About this exercise:
Take the lines from the beginning of the data below through the line holding "- [x] Manual: set default_filter" and return exactly those.

(Items from a dataset)
+-------+
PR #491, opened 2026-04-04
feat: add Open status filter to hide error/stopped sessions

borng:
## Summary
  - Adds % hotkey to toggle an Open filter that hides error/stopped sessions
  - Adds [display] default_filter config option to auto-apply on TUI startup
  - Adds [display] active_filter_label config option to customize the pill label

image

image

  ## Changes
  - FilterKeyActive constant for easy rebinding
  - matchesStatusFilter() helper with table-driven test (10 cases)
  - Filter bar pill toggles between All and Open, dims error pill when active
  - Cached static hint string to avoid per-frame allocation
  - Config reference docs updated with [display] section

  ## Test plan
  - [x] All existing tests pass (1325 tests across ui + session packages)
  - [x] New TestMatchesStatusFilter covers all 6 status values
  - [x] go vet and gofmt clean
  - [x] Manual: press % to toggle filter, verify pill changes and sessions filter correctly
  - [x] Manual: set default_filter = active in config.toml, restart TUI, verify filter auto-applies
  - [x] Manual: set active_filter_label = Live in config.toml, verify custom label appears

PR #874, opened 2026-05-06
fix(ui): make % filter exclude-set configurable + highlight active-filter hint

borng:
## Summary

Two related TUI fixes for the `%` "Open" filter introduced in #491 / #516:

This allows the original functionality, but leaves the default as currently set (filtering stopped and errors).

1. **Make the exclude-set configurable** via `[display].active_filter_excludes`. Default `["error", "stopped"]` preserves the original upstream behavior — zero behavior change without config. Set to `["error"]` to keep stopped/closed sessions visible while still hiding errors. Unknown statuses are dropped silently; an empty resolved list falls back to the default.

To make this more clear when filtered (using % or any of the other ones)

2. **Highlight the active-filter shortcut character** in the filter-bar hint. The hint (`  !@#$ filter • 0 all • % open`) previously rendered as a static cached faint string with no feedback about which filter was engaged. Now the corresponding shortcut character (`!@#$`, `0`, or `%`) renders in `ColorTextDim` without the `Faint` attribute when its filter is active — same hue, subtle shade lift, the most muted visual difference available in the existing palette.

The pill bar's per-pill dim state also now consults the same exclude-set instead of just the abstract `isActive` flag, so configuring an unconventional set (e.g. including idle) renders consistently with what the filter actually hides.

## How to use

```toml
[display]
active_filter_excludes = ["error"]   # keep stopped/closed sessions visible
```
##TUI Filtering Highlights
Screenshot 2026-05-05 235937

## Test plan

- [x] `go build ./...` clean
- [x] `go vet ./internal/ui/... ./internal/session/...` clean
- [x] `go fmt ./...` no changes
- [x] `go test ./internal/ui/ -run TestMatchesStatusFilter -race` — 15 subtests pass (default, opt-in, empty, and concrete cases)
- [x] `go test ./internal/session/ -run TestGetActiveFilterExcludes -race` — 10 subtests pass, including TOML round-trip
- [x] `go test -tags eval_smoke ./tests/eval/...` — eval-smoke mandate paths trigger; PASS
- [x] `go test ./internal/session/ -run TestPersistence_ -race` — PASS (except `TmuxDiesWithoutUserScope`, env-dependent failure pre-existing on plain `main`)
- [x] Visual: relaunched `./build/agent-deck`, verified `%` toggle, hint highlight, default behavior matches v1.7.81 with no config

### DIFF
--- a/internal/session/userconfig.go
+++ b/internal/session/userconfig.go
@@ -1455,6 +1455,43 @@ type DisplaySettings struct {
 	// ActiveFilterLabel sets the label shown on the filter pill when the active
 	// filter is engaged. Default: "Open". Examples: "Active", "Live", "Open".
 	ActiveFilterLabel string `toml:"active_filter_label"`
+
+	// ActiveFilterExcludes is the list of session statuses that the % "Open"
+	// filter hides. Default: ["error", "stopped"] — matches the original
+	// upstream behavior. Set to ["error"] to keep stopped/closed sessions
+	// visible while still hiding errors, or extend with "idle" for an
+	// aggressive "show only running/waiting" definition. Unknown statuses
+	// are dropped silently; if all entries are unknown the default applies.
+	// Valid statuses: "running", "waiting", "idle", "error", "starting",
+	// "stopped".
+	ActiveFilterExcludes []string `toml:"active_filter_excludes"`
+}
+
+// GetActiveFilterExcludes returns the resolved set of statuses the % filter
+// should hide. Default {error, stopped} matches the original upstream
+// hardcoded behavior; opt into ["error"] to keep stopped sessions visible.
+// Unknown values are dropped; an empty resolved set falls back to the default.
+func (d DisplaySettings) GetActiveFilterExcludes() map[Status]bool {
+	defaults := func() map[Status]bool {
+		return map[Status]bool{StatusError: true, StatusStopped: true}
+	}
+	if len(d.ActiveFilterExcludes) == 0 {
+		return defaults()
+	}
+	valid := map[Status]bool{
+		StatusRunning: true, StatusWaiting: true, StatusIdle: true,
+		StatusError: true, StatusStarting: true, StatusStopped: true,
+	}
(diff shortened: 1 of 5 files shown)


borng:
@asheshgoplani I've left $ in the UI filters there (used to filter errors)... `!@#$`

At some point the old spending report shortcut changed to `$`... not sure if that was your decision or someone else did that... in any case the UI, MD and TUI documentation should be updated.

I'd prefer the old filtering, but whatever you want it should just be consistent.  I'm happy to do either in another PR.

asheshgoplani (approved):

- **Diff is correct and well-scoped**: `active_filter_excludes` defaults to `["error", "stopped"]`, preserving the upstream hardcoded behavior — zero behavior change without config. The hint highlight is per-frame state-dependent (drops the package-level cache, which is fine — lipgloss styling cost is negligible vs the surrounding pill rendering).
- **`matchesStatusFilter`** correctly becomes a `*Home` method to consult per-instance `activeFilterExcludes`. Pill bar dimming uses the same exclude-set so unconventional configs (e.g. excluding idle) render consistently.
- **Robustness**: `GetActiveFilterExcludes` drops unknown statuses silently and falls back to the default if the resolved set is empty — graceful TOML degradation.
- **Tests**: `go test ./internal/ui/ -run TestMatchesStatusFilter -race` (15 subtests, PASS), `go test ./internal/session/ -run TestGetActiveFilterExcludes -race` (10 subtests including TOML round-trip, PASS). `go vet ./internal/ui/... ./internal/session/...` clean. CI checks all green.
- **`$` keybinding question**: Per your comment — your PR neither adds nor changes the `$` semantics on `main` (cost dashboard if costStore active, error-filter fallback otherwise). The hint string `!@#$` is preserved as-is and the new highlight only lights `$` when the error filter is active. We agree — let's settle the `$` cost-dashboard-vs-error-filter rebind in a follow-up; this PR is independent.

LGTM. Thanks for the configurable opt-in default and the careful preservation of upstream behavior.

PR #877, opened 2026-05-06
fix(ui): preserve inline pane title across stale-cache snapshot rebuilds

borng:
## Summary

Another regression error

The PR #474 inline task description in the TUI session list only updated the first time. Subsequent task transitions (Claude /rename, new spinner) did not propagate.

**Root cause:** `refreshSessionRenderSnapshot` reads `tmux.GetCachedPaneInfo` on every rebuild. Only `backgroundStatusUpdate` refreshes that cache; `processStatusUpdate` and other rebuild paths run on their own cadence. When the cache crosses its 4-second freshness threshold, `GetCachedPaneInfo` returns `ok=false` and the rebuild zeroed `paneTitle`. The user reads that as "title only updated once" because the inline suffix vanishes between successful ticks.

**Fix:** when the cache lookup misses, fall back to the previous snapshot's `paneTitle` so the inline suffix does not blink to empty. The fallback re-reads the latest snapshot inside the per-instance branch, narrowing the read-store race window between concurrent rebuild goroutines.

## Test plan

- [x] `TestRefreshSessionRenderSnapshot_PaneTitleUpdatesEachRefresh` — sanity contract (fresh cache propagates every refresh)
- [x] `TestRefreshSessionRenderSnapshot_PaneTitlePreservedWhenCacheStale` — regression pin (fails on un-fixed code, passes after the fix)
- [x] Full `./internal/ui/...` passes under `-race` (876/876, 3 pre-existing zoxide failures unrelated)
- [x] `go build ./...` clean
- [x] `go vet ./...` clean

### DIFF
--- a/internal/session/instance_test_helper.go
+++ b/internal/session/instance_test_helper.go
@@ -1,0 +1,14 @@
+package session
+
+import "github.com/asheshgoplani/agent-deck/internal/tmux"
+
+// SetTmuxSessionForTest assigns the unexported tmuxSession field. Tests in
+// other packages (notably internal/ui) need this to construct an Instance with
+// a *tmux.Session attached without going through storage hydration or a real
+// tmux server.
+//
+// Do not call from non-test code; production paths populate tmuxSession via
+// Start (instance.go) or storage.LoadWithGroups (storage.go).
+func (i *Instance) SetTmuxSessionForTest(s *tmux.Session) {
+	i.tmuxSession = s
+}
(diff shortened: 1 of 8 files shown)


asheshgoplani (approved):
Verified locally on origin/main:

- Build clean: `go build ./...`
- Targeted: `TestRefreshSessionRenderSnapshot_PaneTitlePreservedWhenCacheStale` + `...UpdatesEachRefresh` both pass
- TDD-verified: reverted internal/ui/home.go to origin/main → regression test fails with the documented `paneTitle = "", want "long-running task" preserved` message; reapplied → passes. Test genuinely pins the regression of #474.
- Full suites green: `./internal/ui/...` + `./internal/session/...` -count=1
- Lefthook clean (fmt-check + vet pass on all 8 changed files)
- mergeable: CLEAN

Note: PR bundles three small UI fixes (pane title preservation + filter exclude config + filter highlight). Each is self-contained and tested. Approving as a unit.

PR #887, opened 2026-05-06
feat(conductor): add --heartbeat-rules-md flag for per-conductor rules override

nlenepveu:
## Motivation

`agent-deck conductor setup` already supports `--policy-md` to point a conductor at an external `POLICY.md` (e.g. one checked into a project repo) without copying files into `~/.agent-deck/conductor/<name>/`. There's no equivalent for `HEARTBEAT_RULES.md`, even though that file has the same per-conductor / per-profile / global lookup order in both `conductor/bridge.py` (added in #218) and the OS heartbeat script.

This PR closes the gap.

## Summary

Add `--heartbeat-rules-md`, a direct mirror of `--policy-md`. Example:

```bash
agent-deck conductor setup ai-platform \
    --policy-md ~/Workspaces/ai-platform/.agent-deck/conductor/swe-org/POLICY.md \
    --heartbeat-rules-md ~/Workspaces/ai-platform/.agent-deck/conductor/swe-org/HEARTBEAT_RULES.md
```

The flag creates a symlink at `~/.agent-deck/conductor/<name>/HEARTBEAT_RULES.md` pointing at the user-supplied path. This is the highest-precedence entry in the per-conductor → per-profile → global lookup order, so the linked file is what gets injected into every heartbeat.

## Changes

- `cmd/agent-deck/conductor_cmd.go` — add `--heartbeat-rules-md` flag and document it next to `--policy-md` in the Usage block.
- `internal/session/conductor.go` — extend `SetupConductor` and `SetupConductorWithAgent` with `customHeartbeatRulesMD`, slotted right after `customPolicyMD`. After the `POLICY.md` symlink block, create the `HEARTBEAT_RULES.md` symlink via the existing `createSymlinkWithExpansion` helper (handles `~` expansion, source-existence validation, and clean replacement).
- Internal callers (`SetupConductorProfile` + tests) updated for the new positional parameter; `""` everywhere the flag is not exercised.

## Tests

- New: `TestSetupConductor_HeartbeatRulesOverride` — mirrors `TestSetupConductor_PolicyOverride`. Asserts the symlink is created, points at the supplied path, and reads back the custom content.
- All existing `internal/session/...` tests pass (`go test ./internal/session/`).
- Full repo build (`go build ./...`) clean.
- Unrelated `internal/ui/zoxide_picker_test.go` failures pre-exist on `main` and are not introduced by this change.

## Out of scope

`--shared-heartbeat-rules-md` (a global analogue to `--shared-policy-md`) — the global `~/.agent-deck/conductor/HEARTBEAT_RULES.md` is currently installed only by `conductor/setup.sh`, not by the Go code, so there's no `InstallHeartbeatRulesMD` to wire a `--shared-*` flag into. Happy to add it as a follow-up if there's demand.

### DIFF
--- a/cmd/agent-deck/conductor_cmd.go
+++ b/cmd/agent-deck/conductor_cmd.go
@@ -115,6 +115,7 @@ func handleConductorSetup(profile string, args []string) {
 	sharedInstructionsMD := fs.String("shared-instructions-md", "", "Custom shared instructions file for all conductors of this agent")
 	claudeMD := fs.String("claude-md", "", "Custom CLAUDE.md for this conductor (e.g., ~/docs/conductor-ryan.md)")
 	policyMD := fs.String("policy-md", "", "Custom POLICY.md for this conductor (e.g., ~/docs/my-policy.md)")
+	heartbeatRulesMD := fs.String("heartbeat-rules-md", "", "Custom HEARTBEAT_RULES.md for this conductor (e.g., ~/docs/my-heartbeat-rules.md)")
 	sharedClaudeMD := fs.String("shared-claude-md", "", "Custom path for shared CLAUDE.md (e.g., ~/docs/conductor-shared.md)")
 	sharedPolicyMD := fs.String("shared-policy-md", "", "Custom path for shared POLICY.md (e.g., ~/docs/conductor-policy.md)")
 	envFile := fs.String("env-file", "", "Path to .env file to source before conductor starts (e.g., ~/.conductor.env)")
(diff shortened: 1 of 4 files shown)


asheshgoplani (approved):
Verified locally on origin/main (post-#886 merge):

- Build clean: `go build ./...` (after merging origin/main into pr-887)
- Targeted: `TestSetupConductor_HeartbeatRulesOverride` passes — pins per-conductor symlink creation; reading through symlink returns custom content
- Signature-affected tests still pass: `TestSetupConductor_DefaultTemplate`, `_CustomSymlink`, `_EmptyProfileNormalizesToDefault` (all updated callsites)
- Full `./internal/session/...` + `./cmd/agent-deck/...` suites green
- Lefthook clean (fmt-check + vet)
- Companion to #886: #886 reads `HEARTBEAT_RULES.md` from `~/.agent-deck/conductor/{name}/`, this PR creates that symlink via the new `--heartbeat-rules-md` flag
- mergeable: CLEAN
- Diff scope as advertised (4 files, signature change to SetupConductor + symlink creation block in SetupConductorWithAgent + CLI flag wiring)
+-------+
Task answer:
PR #491, opened 2026-04-04
feat: add Open status filter to hide error/stopped sessions

borng:
## Summary
  - Adds % hotkey to toggle an Open filter that hides error/stopped sessions
  - Adds [display] default_filter config option to auto-apply on TUI startup
  - Adds [display] active_filter_label config option to customize the pill label

image

image

  ## Changes
  - FilterKeyActive constant for easy rebinding
  - matchesStatusFilter() helper with table-driven test (10 cases)
  - Filter bar pill toggles between All and Open, dims error pill when active
  - Cached static hint string to avoid per-frame allocation
  - Config reference docs updated with [display] section

  ## Test plan
  - [x] All existing tests pass (1325 tests across ui + session packages)
  - [x] New TestMatchesStatusFilter covers all 6 status values
  - [x] go vet and gofmt clean
  - [x] Manual: press % to toggle filter, verify pill changes and sessions filter correctly
  - [x] Manual: set default_filter = active in config.toml, restart TUI, verify filter auto-applies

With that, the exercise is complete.